Centrioles are barrel-shaped cellular structures built primarily from the protein tubulin, organized into a cylindrical pattern. These microscopic components are typically found in pairs, positioned at right angles to one another, near the cell’s nucleus. In cells that possess them, centrioles reside within a larger, amorphous mass of protein known as the pericentriolar material, which together forms the centrosome. This entire assembly functions as a central hub for organizing the internal scaffolding of the cell and plays a significant role in several processes necessary for life.
Primary Functions of Centrioles
The primary role of centrioles involves organizing the cell’s internal skeleton, specifically the network of microtubules. During cell division, the centrosome, containing the centrioles, functions as the main microtubule-organizing center (MTOC) in many organisms. As the cell prepares to divide, the centrosome duplicates and the two resulting bodies move to opposite sides of the cell nucleus.
From these opposing poles, the mitotic spindle is nucleated and assembled. These spindle fibers attach to the chromosomes, ensuring that the genetic material is accurately separated and distributed evenly between the two nascent daughter cells during mitosis or meiosis.
Beyond cell division, centrioles also have a direct role in cellular movement and sensory function. A centriole can migrate to the cell’s surface and transform into a structure called a basal body. The basal body then anchors and organizes the growth of cilia or flagella. These structures are used for locomotion, such as propelling a single-celled organism through water, or for moving fluid over a tissue surface, like the cilia lining the human respiratory tract.
Life Forms That Possess Centrioles
Centrioles are standard components in the Kingdom Animalia, where they are found in nearly every cell type, from sponges to mammals.
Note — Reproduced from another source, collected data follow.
PR #8077, opened 2022-01-07
updated use of extended_yes_no / removed old 'show_value_as_symbol' flag

### LINKED ISSUE #7757: [PNI] - Investigate "|extended_yes_no" flag
In "product_page.html" we are sending a number of items with a "|extended_yes_no" flag. 

If you take a look at the file "bg_selector_tags.py", you will see that this is used to return a human readable string from the extended yes no choices. 

However, "product_criterion.html" the template we are sending these values to, is actually expecting one of the 4 original choices (CD/NA/YES/NO). 

We should update the template and or remove the flag from some instances of "product_criterion" so we can make sure that they display the values correctly.

danielfmiranda:
Closes #7757
Related PRs/issues #

**Link to sample test page**: https://foundation-s-updated-ex-igw1dr.mofostaging.net/en/privacynotincluded/consumer-home-light-carry-contain-force/

**Steps to test**:

1. Visit the test site linked above
2. Scroll down to the "security/privacy/ai" tabs.
3. Click around, everything should look the same as before
4. If everything is behaving as expected, testing is complete!

### DIFF
--- a/network-api/networkapi/wagtailpages/templates/fragments/product_criterion_primary_info.html
+++ b/network-api/networkapi/wagtailpages/templates/fragments/product_criterion_primary_info.html
@@ -1,4 +1,4 @@
-{% load i18n static wagtailcore_tags %}
+{% load i18n static wagtailcore_tags bg_selector_tags %}
 
 <div class="primary-info">
     <h3 class="tw-mb-4 tw-font-zilla tw-text-2xl tw-leading-7 tw-flex tw-items-center tw-flex-wrap">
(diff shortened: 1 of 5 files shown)


network-api/networkapi/wagtailpages/templates/fragments/product_criterion_primary_info.html
```diff
@@ -14,34 +14,8 @@ <h3 class="tw-mb-4 tw-font-zilla tw-text-2xl tw-leading-7 tw-flex tw-items-cente
...
-        {% endif %}
-      {% else %}
-        {% if show_value_as_symbol %}
-        <img src="{% get_static_prefix %}_images/buyers-guide/score/icon-{{value|lower}}.svg" alt="{{value}}">
-        {% else %}
-        {{ value }}
-        {% endif %}
-      {% endif %}
-    </p>
+      <p class="rating pni-product-smaller-body mb-0">
```
danielfmiranda, line 17: After taking a look through the code base, it appears that "show_value_as_symbol" is set to false or not set at all on all the fields using "product_criterion". 

To further simplify the template, I have removed the logic for "show_value_as_symbol" as it is no longer needed, and parsing the value using "extended_yes_no"

network-api/networkapi/wagtailpages/templatetags/bg_selector_tags.py
```diff
@@ -14,17 +14,6 @@ def yes_no(value):
...
-        return gettext('Yes')
-    if value == 'No':
-        return gettext('No')
-    if value == 'U':
-        return gettext('Unknown')
-    return value
-
-
 @register.filter
 def extended_yes_no(value):
```
danielfmiranda, line 18: Since the only different option in extended_boolean is "U" we can use add it to "extended_yes_no" instead, and this will allow us to parse all values using the extended_yes_no tag in "product_criterion_primary"

network-api/networkapi/wagtailpages/templates/fragments/product_tab.html
```diff
@@ -107,31 +107,30 @@ <h3 class="tw-mb-4 tw-font-zilla tw-text-2xl tw-leading-7">{% trans "What data d
                     {% blocktrans with url=min_sec_url|add:"#minimum-security-standards" asvar minimum_security_standards trimmed %}
                     Does this product meet our <span class="tw-ml-1"></span> <a id="mss-link" class="" href="{{ url }}">Minimum Security Standards</a>?
                     {% endblocktrans %}
-                    {% include "fragments/product_criterion.html"  with  show_value_as_symbol=False   value=product.meets_minimum_security_standards|yes_no   help=""   label=minimum_security_standards|safe   ding=product.show_ding_for_minimum_security_standards info=min_sec_url  %}
```
danielfmiranda, line 110: Since every field has "show_value_as_symbol" set to false, i removed them as they are no longer needed!

danielfmiranda:
Hi @fessehaye! Since you worked on this template during the PNI work last year, I tagged you with the hope you can give the review app a quick look to double check that everything still appears as it should. Thanks!

fessehaye (approved):

network-api/networkapi/wagtailpages/templatetags/bg_selector_tags.py
Pomax: good thinking!

Pomax (approved):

The presence of a centrosome containing a pair of centrioles is the defining MTOC structure for all animal cells that undergo division.
Many single-celled eukaryotes, classified under the Kingdom Protista, also possess centrioles. They utilize centrioles to form the basal bodies necessary for their flagella or cilia. The motile forms of many algae, such as Chlamydomonas, rely on these structures to organize the flagella that allow them to swim toward light sources.
Centrioles are not universally present in plants, but they are retained in several ancestral groups. These lower plants, including bryophytes and pteridophytes, produce motile sperm cells that require flagella for movement through water. Centrioles are present in the cells that develop these motile gametes, forming the basal bodies necessary to construct the flagella.
Ancient Seed Plants
Even some ancient seed plants, such as cycads and Ginkgo biloba, still produce flagellated sperm. This necessitates the presence of centrioles in those specific reproductive cells.
Organisms That Do Not Utilize Centrioles
The absence of centrioles is common in several major life forms that have evolved alternative strategies for cellular organization. The prokaryotes, including all bacteria and archaea, lack these structures. Since prokaryotic cells lack a nucleus and complex membrane-bound organelles, they do not possess the microtubule-based cytoskeleton or the complex division machinery that centrioles help organize.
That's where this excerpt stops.